Премьер Столтенберг сказал, что 22 июля станет водоразделом в истории страны и Норвегия уже никогда не будет прежней. Но спустя два дня после терактов из города исчезли броневики и вооруженные полицейские, окружавшие взорванный квартал правительственных зданий. Сейчас он обнесен лишь металлической сеткой, превратившейся из-за воткнутых в нее цветов в живую изгородь. У нее дежурят полицейские, вооружение которых ограничивается газовым баллончиком и дубинкой. Больше полиции нигде не видно — ни в иммигрантском квартале у Центрального вокзала, ни на набережной, где рестораны снова набиты народом. Правда, вчера в районе вокзала полдня обезвреживали чемодан, который забыл в автобусе пассажир,— бомбы в итоге не оказалось.
Больше всего вооруженных полицейских — там, где они нужны уже меньше всего. На Утойе. От центра Осло сюда полчаса езды на машине. Остров настолько мал, что даже непонятно, как на нем вообще поместились 600 детей. О том, что творилось здесь пару дней назад, напоминают лишь обилие полицейских машин на единственной пристани и курсирующие от острова к берегу и обратно лодки под флагами Красного Креста.

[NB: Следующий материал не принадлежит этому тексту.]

PR #5577, opened 2022-10-25
fix(flat-table): ensure th elements within sticky thead overlap tbody elements when scrolling FE-5095

### LINKED ISSUE #5459: The content is overlapped by the header
### Current behaviour

The report header is overlapped by the drill down.

### Expected behaviour

The report header must remain in front.

https://codesandbox.io/s/flat-table-header-objfyh

### JIRA Ticket (Sage Only)

SBS-36717

### Suggested Solution

_No response_

### Carbon Version

110.3.0

### Design Tokens Version

_No response_

Firefox, Chrome, Safari

MacOS

_No response_

### Confidentiality

### LINKED ISSUE #5576: Multiple Sticky table header rows are not sticky
### Current behaviour

Given a FlatTable with sticky headers
When the headers are updated to nested headers
Then the header rows below the first are not sticky

### Expected behaviour

The header rows below the first remain sticky when updated.

https://codesandbox.io/s/table-headers-oh5trr?file=/src/Table.tsx

### JIRA Ticket (Sage Only)

_No response_

### Suggested Solution

_No response_

### Carbon Version

111.8.0

### Design Tokens Version

2.48.0

Chrome

MacOS

_No response_

### Confidentiality

edleeks87:
fix #5459
fix #5576

### Proposed behaviour

Increments the `z-index` of `th` elements within `thead` when `hasStickyHead` prop is set. This is
because when `tr` elements are interactive or have `subRows` they set the `z-index` of the child
`td` elements to the same `z-index` and are defined later in the DOM so overlap.

Adds additional support for rendering both left and right hand side sticky columns using the
`FlatTableRowHeader` component. A new `stickyAlignment` prop has been added which defaults to
`left`. When `right` is passed it will lock the given column and any columns following it whilst the
remaining columns can be scrolled.

image

image

expandable sticky cols

sticky cols

### Current behaviour

When `hasStickyHead` prop is true and rows are interactive and focused the header is overlapped when scrolling the table body.

No support for rendering right hand side sticky columns

### Checklist

#### QA

### Additional context

I have not added a cypress test as the work to refactor the tests for `FlatTable` is currently in flight, I will add one once that has been merged

### Testing instructions

Linked sandbox for issue, storybook stories. I will be happy to build sandboxes if QA request certain examples


src/components/flat-table/flat-table.stories.mdx
```diff
@@ -198,6 +199,115 @@ Any cells preceding the `FlatTableRowHeader`s will automatically also be made st
...
+        </FlatTableRow>
+      </FlatTableHead>
+      <FlatTableBody>
+        <FlatTableRow>
+          <FlatTableCell>Sticky Content</FlatTableCell>
+          <FlatTableRowHeader>Sticky Content</FlatTableRowHeader>
+          <FlatTableCell>Scrollable Content</FlatTableCell>
+          <FlatTableCell>Scrollable Content</FlatTableCell>
+          <FlatTableCell>Scrollable Content</FlatTableCell>
+          <FlatTableRowHeader stickyAlignment="right">Sticky Content</FlatTableRowHeader>
```
Parsium, line 231: Do we want to allow consumers to make certain rows in a column sticky as opposed to the whole column? If not, what do you think about only passing `stickyAlignment="right"` in to `FlatTableRowHeader` in the head of the table so we don't have to repeat using the `stickyAlignment` prop for every row in the column?

src/components/flat-table/flat-table.stories.mdx
```diff
@@ -198,6 +199,115 @@ Any cells preceding the `FlatTableRowHeader`s will automatically also be made st
   </Story>
 </Canvas>
 
+### Using row headers to create left and right hand side sticky columns
+
+In order to have right hand side sticky columns you should set the `FlatTableRowHeader` `stickyAlignment` prop to `right`.
+Any columns to following it will also be sticky.
+
+By default the left hand side columns have the prop set to `left`.
+It is important to make sure that the left hand side columns are not rendered before the right hand side ones.
```
Parsium, line 208: I can't tell if there is some ambiguity here, are you referring to the case where columns that should precede the left-aligned sticky column being rendered after the sticky column by mistake, or that for cases with complex tables the render times for the columns should be accounted for so the styles are applied correctly?

src/components/flat-table/flat-table.stories.mdx
edleeks87: you would need to maintain that index and share it between the other rows, it becomes extremely messy to achieve. This component will be rewritten once the pending RFC has been accepted and this interface will change as a result to something like what you suggest where a single sticky index is set but that isn't easily achievable with current implementation

src/components/flat-table/flat-table.stories.mdx
edleeks87: It means do not render cells that you want to be sticky on the lhs of the table after the cells you want to be sticky on the rhs, I'll try and update this but I was struggling find a succinct way of describing it tbh

src/components/flat-table/flat-table-row/flat-table-row.spec.js
```diff
@@ -675,39 +779,12 @@ describe("FlatTableRow", () => {
 
       assertStyleMatch(
         {
-          borderLeft: "2px solid var(--colorsUtilityMajor100)",
+          borderRight: "2px solid var(--colorsUtilityMajor100)",
         },
         wrapper,
-        { modifier: `:focus ${StyledFlatTableRowHeader}` }
+        { modifier: `${StyledFlatTableRowHeader}:nth-child(4)` }
```
robinzigmond, line 785: I'm sure there's nothing wrong with this but I'm a bit puzzled why a test for "applies the correct focus styling" has had the `:focus` modifier removed in the assertion. Or why we need to specify which child it is when there's only one `FlatTableRowHeader` child in this row.

src/components/flat-table/flat-table-row/flat-table-row.spec.js
```diff
@@ -675,39 +779,12 @@ describe("FlatTableRow", () => {
...
       );
     });
-
-    it.each(["dark", "light", "transparent-white", "transparent-base"])(
```
robinzigmond, line 685: I'm a bit puzzled why these have been removed as the changes in this PR don't remove any of this styling do they?

src/components/flat-table/flat-table.stories.mdx
robinzigmond, line 208:
```suggestion
It is important to make sure that the left hand side columns are rendered before the right hand side ones.
```

Error while editing I assume? As the requirement is that the left columns *do* come before the right ones.

src/components/flat-table/flat-table-head/flat-table-head.style.js
```diff
@@ -4,11 +4,18 @@ import { StyledFlatTableRowHeader } from "../flat-table-row-header/flat-table-ro
...
+      border-left: none;
+      border-right: none;
+    }
+    ${StyledFlatTableRowHeader}, ${StyledFlatTableCheckbox} {
+      font-weight: 700;
+    }
+  }
+
+  ${StyledFlatTableRowHeader} {
+    z-index: ${({ theme }) => theme.zIndex.overlay + 5};
```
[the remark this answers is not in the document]
edleeks87: Yeah I was going to do something like this but ended up not as I'm hoping we can removed some of these when we rewrite. I'm happy to add it in as you make a good point and who knows when it will be rewritten 👍

src/components/flat-table/flat-table-head/flat-table-head.style.js
```diff
@@ -4,11 +4,18 @@ import { StyledFlatTableRowHeader } from "../flat-table-row-header/flat-table-ro
 import StyledFlatTableCheckbox from "../flat-table-checkbox/flat-table-checkbox.style";
```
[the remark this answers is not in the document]
edleeks87: Yes these were due to a steer form @harpalsingh relating to some styling that was incorrect

src/components/flat-table/flat-table-row/flat-table-row.spec.js
edleeks87: Good point I'll update the test description

src/components/flat-table/flat-table.stories.mdx
edleeks87: good spot thanks 👍

src/components/flat-table/flat-table-header/flat-table-header.d.ts
```diff
@@ -15,6 +15,8 @@ export interface FlatTableHeaderProps extends PaddingProps {
   rowspan?: number | string;
   /** Sets a custom vertical right border */
   verticalBorder?: TableBorderSize;
+  /** Sets the color of the right border */
+  verticalBorderColor?: string;
```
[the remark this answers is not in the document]
edleeks87: Fair point, I had originally had an issue with making the commits atomic but I ended up removing the code that relied on this as I found a "better" way but forgot to separate them. I'm not sure if it should be a `feat` or `fix` tbh as Harpal thought it should already exist, it's irrelevant in the scheme of things though as the other commit is a `feat` etc

src/components/flat-table/flat-table-row-header/flat-table-row-header.spec.js
```diff
@@ -202,6 +202,100 @@ describe("FlatTableRowHeader", () => {
...
+          },
+          wrapper,
+          { modifier: "&&&&" }
+        );
+      });
+    }
+  );
+
+  describe.each([["red"], ["#ffffff"], ["--colorsUtilityMajor550"]])(
+    "when the verticalBorderColor prop is set to %s and stickyAlignment='right'",
```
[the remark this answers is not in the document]
edleeks87: One asserts right border colour the other right, I can probably get it working via an `each` block though

src/components/flat-table/flat-table-row/flat-table-row.component.js
```diff
@@ -47,37 +48,74 @@ const FlatTableRow = React.forwardRef(
...
       },
-      [stickyCellWidths]
+      [lhsRowHeaderIndex, leftStickyCellWidths, rightStickyCellWidths]
     );
 
     let interactiveRowProps = {};
 
-    const firstCellIndex = () =>
-      childrenArray[0].type === FlatTableCheckbox ? 1 : 0;
+    const firstCellIndex = useMemo(
```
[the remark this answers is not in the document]
edleeks87: My thinking here is it's worth memoising wherever possible given that some consumers will have large tables that can have bulk selections/ updates, under these scenarios this index will be recalculated unnecessarily in many cases. However, your'e correct it is an inexpensive calculation and the fact we've not seen any impact with the previous approach I'm inclined to agree the cost of `useMemo` is probably more or at least equal so I'll remove

src/components/flat-table/flat-table-row/flat-table-row.style.js
```diff
@@ -119,6 +145,47 @@ const StyledFlatTableRow = styled.tr`
...
+      css`
+        ${StyledFlatTableRowHeader}:nth-child(${rhsRowHeaderIndex + 1}) {
+          border-left: 2px solid ${verticalBorderColor(colorTheme)};
+        }
+
+        ${StyledFlatTableHeader}:nth-child(${rhsRowHeaderIndex}) {
+          border-right: none;
+        }
+      `}
+
```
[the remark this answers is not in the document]
edleeks87: yeah good point, I think I was using `nth-of-type` originally

src/components/flat-table/flat-table-row/flat-table-row.spec.js
edleeks87: The styles have changed so the assertion was no longer relevant, there's little value in adding a test back in as these styles are already caught by visual regression and there's no coverage missing either

src/components/flat-table/flat-table-head/flat-table-head.style.js
```diff
@@ -3,12 +3,21 @@ import baseTheme from "../../../style/themes/base";
 import { StyledFlatTableRowHeader } from "../flat-table-row-header/flat-table-row-header.style";
 import StyledFlatTableCheckbox from "../flat-table-checkbox/flat-table-checkbox.style";
 
+const ROW_HEADER_OVERLAY_Z_INDEX = baseTheme.zIndex.overlay + 5;
```
edleeks87, line 6: These constants will be added into the fix commit when I squash the commits

src/components/flat-table/flat-table-row/flat-table-row.spec.js
```diff
@@ -106,29 +106,43 @@ describe("FlatTableRow", () => {
...
         wrapper,
-        { modifier: `:focus ${StyledFlatTableRowHeader}` }
+        {
+          modifier: `:focus ${StyledFlatTableRowHeader}:first-of-type:not(:last-of-type)::before`,
+        }
+      );
+
+      assertStyleMatch(
+        {
+          borderRight: "2px solid var(--colorsSemanticFocus500)",
```
Parsium, line 129: I noticed in this file we are verifying the golden focus border as 2px wide instead of 3px which is used elsewhere in Carbon. I appreciate one pixel difference is incredibly minor - so if this change is not complex, could you update the styling for `StyledFlatTableRowHeader` so its consistent with Design System?

Parsium (approved):

robinzigmond (dismissed):

robinzigmond (dismissed):

robinzigmond (approved):

Parsium (approved):

robinzigmond (approved):

Parsium (approved):

ZhuoyuJin (approved):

Там, где дорога делает поворот и открывается вид на Утойю, стоит огромный камень. Еще один, усыпанный цветами и уставленный лампадами, есть у самого берега. Два этих камня стали объектами паломничества. Люди приезжают на остров с детьми, чтобы зажечь свечу. Они печально улыбаются друг другу, как дальние родственники на похоронах, и говорят вполголоса. Помимо слов "ужас" и "трагедия" люди часто произносят и другие слова: "наши ценности", "демократия", "свобода".

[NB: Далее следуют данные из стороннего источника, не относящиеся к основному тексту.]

PR #5578, opened 2022-10-26
test(textbox): refactor for cypress tests

DlgSHi:
### Proposed behaviour

Refactor Cypress tests for the `Textbox` component to use new cypress-component-react framework for testing.
Add `textbox.test.js`. 

- removed few unnecessary `json` files

### Current behaviour

### Checklist

#### QA

### Testing instructions

- [ ] Run `npx cypress open --component` to check if there is newly added test.file
- [ ] Check if the `textbox.test.js` file passed
- [ ] Check all tests were moved/refactored from .feature file -> .test.js file
- [ ] Check all unnecessary files were deleted, including .json file
- [ ] Run `npx cypress run --component` to check none of the other *.test.js files have regressed
- [ ] Run `npx cypress run --e2e` to check none of the feature files have regressed


src/components/textbox/textbox.test.js
```diff
@@ -0,0 +1,712 @@
...
+        .then(($el) => {
+          checkGoldenOutline($el.parent());
+        });
+    });
+
+    it("should render Textbox with readOnly prop", () => {
+      CypressMountWithProviders(<TextboxComponent readOnly />);
+
+      textboxInput().and("have.attr", "readOnly");
+      textbox().should("have.attr", "readOnly");
```
robinzigmond, line 295: I would remove this line. The important thing is the `readonly` attribute on the input - the fact that this also appears on the containing `div` is just an accident and doesn't actually do anything.

src/components/textbox/textbox.test.js
```diff
@@ -0,0 +1,712 @@
...
+          .and("have.css", "font-size", "16px")
+          .and("have.css", "font-weight", "900")
+          .and("have.css", "margin-right", "8px");
+      }
+    );
+
+    it.each([
+      [true, "input", "label"],
+      [false, "label", "input"],
+    ])(
```
robinzigmond, line 389: unfortunately, these tests don't work as intended - if you switch the order of "input" and "label" in one of them, which should make it fail, it still passes. I've not yet been able to figure out how to fix it - happy to leave it to you as you know Cypress much better than me! - but these needs fixing otherwise this test has no value.

src/components/textbox/textbox.test.js
```diff
@@ -0,0 +1,712 @@
...
+
+    it("should render Textbox with formattedValue prop", () => {
+      CypressMountWithProviders(
+        <TextboxComponent formattedValue={CHARACTERS.STANDARD} />
+      );
+
+      textboxInput().should("have.attr", "value", CHARACTERS.STANDARD);
+    });
+
+    it.each(["add", "filter", "play"])(
```
ZhuoyuJin, line 484: Can we list a few more elements here like "arrow_left_boxed" , "bullet_list_dotted", etc...?

src/components/textbox/textbox.test.js
```diff
@@ -0,0 +1,712 @@
...
+            // eslint-disable-next-line no-unused-expressions
+            expect(callback).to.have.been.calledOnce;
+          });
+      }
+    );
+
+    it.each([
+      [1000, "1"],
+      [5000, "5"],
+      [10000, "10"],
```
ZhuoyuJin, line 677: In this test case, do we need to include a bit longer time, for example [50000, "50"]?

stephenogorman (commented):
I'm not sure if this scenario from textbox.feature is covered:

  Scenario Outline: Verify input of Textbox component
    Given I open "Textbox Test" component page "default"
    When I type <input> into Textbox
    Then Textbox input on preview is set to <input>

src/components/textbox/textbox.test.js
DlgSHi: what it is the point of that ?

src/components/textbox/textbox.test.js
DlgSHi: why? how 10s is different from 50s?

src/components/textbox/textbox.test.js
DlgSHi: thank you for this comment, fixed this as well

stephenogorman (approved):

robinzigmond (approved):

ZhuoyuJin (approved):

— Понять, что произошло, невозможно. У нас в год убивают не больше 30 человек, а тут 76 за один день,— рассуждает приехавшая из соседнего Драммена с мужем и двумя детьми врач Гру Эскеланд.— Это нападение на нашу систему, на то, что люди из других стран могут приезжать сюда и чувствовать себя в безопасности. На то, что мы сами выбираем свое правительство, а король и министры могут ездить в общественном транспорте без телохранителей. Значит, нам надо быть крепче и быть вместе, чтобы все это защитить.